Buckaroo Bobbins El Vaquero Spanish / Mexican Jacket, Vest, Pants (Pantalones), Sash & Botas Sewing Pattern


Buckaroo Bobbins sewing pattern
El Vaquero
Pattern includes Jacket sizes 36" - 60" Chest and Pants sizes 28" - 52" Waist.
Pattern condition: Uncut, factory folded and complete with instructions.
Buckaroo Bobbins patterns are printed on paper for more durability and ease of use.

~ Item for sale is a sewing pattern, not a finished garment ~

This is an excellent pattern for creating classic Spanish or Mexican style clothing from the 1830's through late 1880's.

Sizing: Jacket: 36" - 60" Chest ---- Pants: 28" - 52" Waist

Suggested Fabrics: Jacket and Pants: Medium to heavyweight fabric, Cotton Denim, Canvas, Corduroy, Twill, Poplin, Wool Flannel, Gabardine. Linen. Leather: Light to Medium weight (3 oz. max.) Smooth or Suede.
Pantalones: Lightweight Cotton Muslin or broadcloth.
Sash: Silk or Rayon (after 1876).

** Historical Notes:

When Spain was first settling in the New World in Mexico only natural-born Spaniards and their sons were allowed to ride horses, but on the remote ranchos, lack of manpower allowed exceptions. The local Indians were recruited to help with the cattle and were allowed to ride horses on a limited basis.
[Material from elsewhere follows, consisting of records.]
PR #101, opened 2021-09-13
fix: handle the avg rate function in series request

kotharironak:
Ref issue : https://github.com/hypertrace/hypertrace/issues/285
@sarthak77  you can close your continue on this.

### DIFF
--- a/gateway-service-impl/src/main/java/org/hypertrace/gateway/service/common/datafetcher/QueryServiceEntityFetcher.java
+++ b/gateway-service-impl/src/main/java/org/hypertrace/gateway/service/common/datafetcher/QueryServiceEntityFetcher.java
@@ -20,7 +20,6 @@ import java.util.concurrent.TimeUnit;
 import java.util.stream.Collectors;
 import java.util.stream.IntStream;
 import org.apache.commons.lang3.StringUtils;
-import org.hypertrace.core.attribute.service.v1.AttributeKind;
 import org.hypertrace.core.attribute.service.v1.AttributeMetadata;
 import org.hypertrace.core.query.service.api.ColumnMetadata;
 import org.hypertrace.core.query.service.api.Expression;
@@ -422,9 +421,9 @@ public class QueryServiceEntityFetcher implements IEntityFetcher {
               QueryAndGatewayDtoConverter.convertQueryValueToGatewayValue(
                   row.getColumn(idColumns.size()));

By law, these mestizo vaqueros wore only leather clothing to distinguish them from the "high-born" Spaniards. Their functional clothing, simple leather chap-aprons, worn over cotton pantalones, evolved into leather pants called calzoneras, with elaborate decoration. The vaqueros (translates: 'those who care of the cows'. Vaca translates: 'cow'), were often barefoot or wore sandals and botas to protect their lower legs and ankles from brush and cactus. Their jackets were short to facilitate movement for working cattle. They wore a very long silk (often red) sash wrapped several times around their waist in which they carried a knife. They did not wear suspenders.

This style evolved along with their remarkable horsemanship skills. They never walked if they could ride and were known as the best riders in the region. The American cowboys north of the border, who adopted many of the skills and tools of their southern neighbors, came to calling themselves buckaroos which was the Americanized version of the word vaqueros.